Here's a minimal example — adding Swift support:

```rust
// Grammar function
fn swift_grammar(_ext: &str) -> tree_sitter::Language {
    tree_sitter_swift::LANGUAGE.into()
}

// Query — capture the patterns you care about
const SWIFT_QUERY: &str = r#"
(function_declaration
  name: (simple_identifier) @name) @definition.function

(class_declaration
  name: (type_identifier) @name) @definition.class

(protocol_declaration
  name: (type_identifier) @name) @definition.interface
"#;

fn swift_query() -> &'static str { SWIFT_QUERY }

// Registry entry
LanguageConfig {
    language: Language::Swift,
    extensions: &["swift"],
    grammar: swift_grammar,
    query: swift_query,
    sig_body_child: None,
    sig_delimiter: Some(b'{'),
    kind_overrides: &[],
    ref_node_types: &["simple_identifier", "type_identifier"],
},
```

**Writing queries:** Use `tree-sitter parse` or inspect `node-types.json` in the grammar crate to discover the AST structure.
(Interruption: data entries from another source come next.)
PR #2224, opened 2024-10-24
#2137 Resize Right Flyout using drag

srikant-ch5:
Fixes: #2137
 
           in the file; or

           it.


srikant-ch5:
Old PR: https://github.com/elyra-ai/canvas/pull/2138

srikant-ch5:
Hi @matthoward366 Is it ok to include `properties-right-flyout-container` the way I included it in this PR or will it break any functionality in the consuming applications ? 
I included it to align the resize button so that content spreads out in the properties-panel.
( I will include comments and will refactor the code in following commits)

matthoward366:
@nmgokhale can you have a look?

srikant-ch5:
@tomlyn Could you please let me know whether `cc-rightflyout` code is ok ? I have tried to keep it just like `cc-bottompanel` with few changes like using `ref` to limit panel to 70%.

canvas_modules/common-canvas/src/common-canvas/cc-panels.jsx
```diff
@@ -138,7 +138,7 @@ class CommonCanvasPanels extends React.Component {
 				containingDivId={this.props.containingDivId}
 			/>
 		);
-		const rightFlyout = (<CommonCanvasRightFlyout />);
+		const rightFlyout = (<CommonCanvasRightFlyout containingDivId={this.props.containingDivId} canvasController={this.props.canvasController} />);
```
tomlyn, line 141: Can't this code be structured the same way as we do it for left flyout below? That is, package it in a function; return null if the panel is not open etc.  I'd like the code that handles the left flyout and the code that handles the right flyout be as much as possible structured in the same way.

canvas_modules/common-canvas/src/common-canvas/cc-right-flyout.jsx
```diff
@@ -19,24 +19,73 @@ import { connect } from "react-redux";
...
+			const maxWidth = MAX_WIDTH_EXTEND_PERCENT * totalAvialableWidth;
+			width = Math.min(Math.max(width, MIN_WIDTH), maxWidth);
+		}
+
+		return width;
 	}
 
 	render() {
 		this.logger.log("render");
-
```
tomlyn, line 30: Just a trivial thing but ... please don't remove lines like this used for spacing unless there is a very good reason to remove it.

canvas_modules/common-canvas/src/object-model/object-model.js
```diff
@@ -1298,6 +1298,10 @@ export default class ObjectModel {
 		this.store.dispatch({ type: "SET_BOTTOM_PANEL_CONFIG", data: { config: { panelHeight: ht } } });
 	}
 
+	setRightPanelWidth(wdth) {
+		this.store.dispatch({ type: "SET_RIGHT_FLYOUT_CONFIG", data: { config: { panelWidth: wdth } } });
+	}
+
```
tomlyn, line 1304: If you look at the comments this is in a section for 'Bottom panel methods'.  There is a section above for 'Right flyout methods' where this code should go.  

Also in the 'Right flyout methods'  can we add a `isRightFlyoutOpen()` method to keep things consistent?

tomlyn (changes requested):

tomlyn:
Well if it works I suppose it's OK but it isn't the same as the way bottom panel is structured which is what I was looking for or -- as I said previously -- if the way you have written the new code is somehow better than the way bottom panel is done then we should discuss making bottom panel work the same way. I probably haven't looked at it closely enough but I'm not sure why you are using the `ref`

Also, if we are going to use refs, I thought the appropriate way to create them is to use the `createRef()` function
https://react.dev/reference/react/createRef  At least that is how I have created them in other class components that we have in Common Canvas.

tomlyn:
Also, don't forget we will need a few Cypress tests for this new function.

srikant-ch5:
> Well if it works I suppose it's OK but it isn't the same as the way bottom panel is structured which is what I was looking for or -- as I said previously -- if the way you have written the new code is somehow better than the way bottom panel is done then we should discuss making bottom panel work the same way. I probably haven't looked at it closely enough but I'm not sure why you are using the `ref`

I have updated the code to be pretty much like `bottom-panel` apart from the `limitWidth` function because as per requirement panel should should extend upto `70%` leaving `30%` width for canvas. Unlike `bottom-panel` `right-panel` is a part of a grid.

> Also, if we are going to use refs, I thought the appropriate way to create them is to use the `createRef()` function https://react.dev/reference/react/createRef At least that is how I have created them in other class components that we have in Common Canvas.

I have removed `refs`. Thanks.

> Also, don't forget we will need a few Cypress tests for this new function.

I have included some Cypress Tests for the new function. In the build I can see the few Cypress Tests are failing which when I test in my local (even in local prod env) they are passing.

canvas_modules/common-canvas/src/common-canvas/cc-panels.jsx
srikant-ch5: Updated to include `isRightPanelOpen` also updated `common-canvas-test.js` as the condition `{ showRightFlyout: false }` was failing because of the change.

canvas_modules/common-canvas/src/common-canvas/common-canvas.scss
```diff
@@ -44,18 +44,43 @@ $panel-border-color: $border-subtle-01;
...
 }
 
+.right-flyout-drag {
+	cursor: ew-resize;
+	flex: 0 0 0.5px;
+	border: $panel-border-color;
+	background: $layer-01;
+	transition: all 0.2s ease-in;
+	&:hover {
+		flex: 0 0 $spacing-01;
```
tomlyn, line 79: What is this for - is it necessary?  I took it out and the right flyout seems to size OK. If this is needed to get Common Properties to display correctly? If so it ought to be part of the Common Properties CSS, not here.

tomlyn (changes requested):
@srikant-ch5 Looks good so far. I added a few comments.

canvas_modules/common-canvas/src/common-properties/properties-main/properties-main.jsx
```diff
@@ -589,21 +604,24 @@ class PropertiesMain extends React.Component {
...
+							ref={ (ref) => (this.commonProperties = ref) }
+							className={className}
+							onBlur={this.onBlur}
+							style={overrideStyle}
+						>
+							{propertiesTitle}
+							{propertiesDialog}
+							{buttonsContainer}
+						</aside>
+						{resizeBtn}
```
nmgokhale, line 623: Should we hide `resizeBtn` when `enableRightFlyoutDragToResize` is set?

canvas_modules/common-canvas/src/common-canvas/common-canvas.scss
srikant-ch5: I have updated above to include `spacing-01` in `right-flyout-drag`. 

But the problem with above spacing is that when a `common properties` `Accordion` is highlighted on click there is a small gap between right flyout left border and common properties.
Screenshot 2024-11-12 at 10 15 53 PM

I tried to resolve this using common properties css but this is visible in canvas so initially I set the width to `0.5px` so that the gap isn't visible and on hover it will take up `1px` width to match with bottom panel, but I have reverted it now and kept `spacing-01` for the `right-flyout-drag`.

https://github.com/user-attachments/assets/304382b9-5e7b-4cc4-ac8e-4faaaac47ddf

canvas_modules/common-canvas/src/common-properties/properties-main/properties-main.jsx
```diff
@@ -420,11 +427,19 @@ class PropertiesMain extends React.Component {
 		this.setState({ showPropertiesButtons: state });
 	}
 
+	updateRightFlyoutWidth(size) {
+		const element = document.querySelector(".common-canvas .right-flyout-container");
```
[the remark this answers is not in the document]
srikant-ch5: @nmgokhale Would appreciate your feedback on above I can see similar common properties dependancy on common canvas over [here](https://github.com/elyra-ai/canvas/blob/32f2a74d4d85844bb49e2f94b12b16c11aab81c8/canvas_modules/common-canvas/src/common-properties/properties-main/properties-main.scss#L73) 

Without enforcing width to `right-flyout` in `properties` it will look something like below, where the properties content width is set as per custom classnames but flyout width is not reset.

Screenshot 2024-11-12 at 10 52 49 PM

canvas_modules/common-canvas/src/object-model/redux/canvas-store.js
```diff
@@ -75,7 +75,7 @@ export default class CanavasStore {
 			texttoolbar: { isOpen: false },
 			contextmenu: { isOpen: false, menuDef: [], source: {} },
 			leftflyout: {},
-			rightflyout: {},
+			rightflyout: { panelWidth: 300 },
```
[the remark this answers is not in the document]
tomlyn: The current right-flyout behavior allows an application to add some content into the right-flyout and it stretches to accommodate that content. (Remember applications can put whatever content they like into the right-flyout. They don't necessarily have to put Common Properties in there.)

So we need to make sure that function still works. Does that still work if we set the size to 0?

canvas_modules/common-canvas/src/common-canvas/common-canvas.scss
tomlyn: If you are concerned about the visual appearance of the UI after you've implemented a change you should be asking @Analuisa-Del-Rivero1  for her decision on how she wants it to appear. Unfortunately your vide doesn't show what it looks like with the accordion highlighting.

tomlyn: BTW It's probably best to ask question to Ana in the issue to keep all the design information discussion together in one place.

tomlyn: Perhaps you could do a video (or two?) that shows both approaches and what the accordion looks like in each case and explain to her about the difficulty in hovering over the drag area ... and see what she decides.

srikant-ch5:
> The resize button has some odd behaviors. I sometime see this after using the manual resize. https://github.com/user-attachments/assets/9945f6d2-4958-48fc-a17b-ecfe7e89d1e4

Thanks. I’ve resolved this by adopting a different approach to hide and unhide the button using a custom width array. Now, the behaviour is as follows: if the flyout is dragged, the button will be hidden. Once the flyout is returned to its smallest set width, the button will reappear. This approach provides the flexibility to restore the button without needing a refresh.


https://github.com/user-attachments/assets/64c1e819-e45c-477b-9d59-49403c934098


> Also, should the editor go back to the default size when opening a new panel? Right now it seems to go back to the last value.

As per confirmation from Ana it should behave just like `bottom panel`. Bottom panel currently goes back to the last set width like below.

https://github.com/user-attachments/assets/4964164f-176f-4967-9997-70be8dbc7422

canvas_modules/common-canvas/src/common-properties/properties-main/properties-main.jsx
```diff
@@ -38,7 +38,7 @@ import TitleEditor from "./../components/title-editor";
 import classNames from "classnames";
 
 import { injectIntl } from "react-intl";
-import styles from "./properties-main-widths.scss";
+import styles from "./properties-main-widths.module.scss";
```
matthoward366, line 41: Why rename?

matthoward366 (changes requested):
If I expand the window with the button then I can expand it any further with the resize bar.  

The resize bar should always work but the button can be hidden if the user uses the resize bar.

Also, if I open another property editor is there a way to reset it back to the default?  For example if I expand the editor using the resize bar to take up 1/2 the screen, close the editor, then open another editor, we should be able to set that to the default.

srikant-ch5:
> Also, if I open another property editor is there a way to reset it back to the default? For example if I expand the editor using the resize bar to take up 1/2 the screen, close the editor, then open another editor, we should be able to set that to the default.

To set it to default width I have included `componentWillUnmount` in `cc-right-flyout` to reset width. To match with bottom panel behaviour didn't include this earlier.
@tomlyn should we include this in `bottom-panel` too ?

matthoward366 (changes requested):
I can't resize editor when using pixel width.
Screenshot 2024-11-20 at 8 56 26 AM

srikant-ch5:
> I can't resize editor when using pixel width.

Yes, this was because of intital width in `cc-right-flyout`. This issue is fixed now, please have a look.

matthoward366 (approved):
lgtm

matthoward366:
@tomlyn can you have another look to make sure everything looks good?

tomlyn (approved):
LGTM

Capture `@name` for the symbol name and `@definition.<kind>` for the enclosing node. Supported kinds: `function`, `method`, `class`, `interface`, `type`, `enum`, `module`, `constant`, `event`, `macro`.

**Kind overrides:** When a language maps generic capture names to specific concepts (e.g., Rust's `definition.class` → `SymbolKind::Struct`), add entries to `kind_overrides`. These are checked before the default mapping.